A number of applications in microelectronics lithography, optics, and other fields benefit from highly accurate surface characterization of a substrate with respect to flatness, edge roll-off, uniformity, axial runout, and other dimensional features. There is particular interest in surface dimensional characterization, to sub-micron accuracy, in applications such as semiconductor wafer preparation and processing.
A familiar metric to those skilled in semiconductor wafer preparation and handling relates to a measurement called Roll-Off Amount (ROA), or referred to as linear roll-off amount (L-ROA), that relates to the edges of the wafer. Successful lithographic processing of the semiconductor wafer can be highly dependent on aspects of the mechanical profile near the edge of the polished wafer.

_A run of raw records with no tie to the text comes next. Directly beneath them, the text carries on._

PR #352, opened 2016-06-03
Update sourcetools examples

lurch:
Remove blue.source_delay, as it's actually red.source_delay that controls the speed of the fading

### DIFF
--- a/gpiozero/tools.py
+++ b/gpiozero/tools.py
@@ -518,7 +518,6 @@ def sin_values(period=360):
         red = PWMLED(2)
         blue = PWMLED(3)
         red.source_delay = 0.01
-        blue.source_delay = 0.01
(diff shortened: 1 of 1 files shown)


bennuttall:
Is that not intentional?

waveform80:
Hmm, sort of. As it happens both are redundant as the default delay is actually 1/100th of a second, so they're really just there for show. Still, it's wise to specify both as the blue thread's delay could be *longer* than the red thread's at which point one LED would appear to fade "choppily" ... if that's a word.

lurch:
Fair enough. In spirit of DRY, what if we instead changed it to `blue.source_delay = red.source_delay` ?

waveform80:
Sounds good to me!

lurch:
PR updated :)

Wafer manufacturers endeavor to accurately characterize and carefully control the wafer profile at the edge in order to meet stringent customer requirements. Industry-accepted ROA standards of measurement are defined, for example, by Semiconductor Equipment and Materials International (SEMI) as SEMI standard M69-0307.
The ROA measurement profiles the flatness characteristic in the region near the edge of the wafer and helps to identify flatness problems caused by polishing errors. The conventional measurement for ROA is typically performed using a stylus or a single point optical probe. The edge of the generally circular wafer is measured at eight different radial angles, typically every 45 degrees around the circumference, in a time-consuming and error-fraught process that can require costly equipment and highly trained technicians.
Interferometric techniques have been used to address the problem of surface edge profile characterization, but with somewhat disappointing results. For example, applying conventional phase-difference interferometric approaches requires dedicated measurement apparatus that holds the sample and reference surfaces in a highly rigid relationship and is well-buffered from vibration. Typical phase measurement algorithms acquire a number of interferograms, with precise equipment adjustment for change of phase between each image acquisition, and with this process repeated at multiple angular increments along the wafer edges. Given the number of steps required, the demanding requirements for precision and vibration protection for the measurement system and environment, and overall time that is needed, it can be appreciated that there is room for improvement in surface characterization methods, particularly methods better suited for edge profile characterization techniques for semiconductor wafers and highly flat substrate surfaces.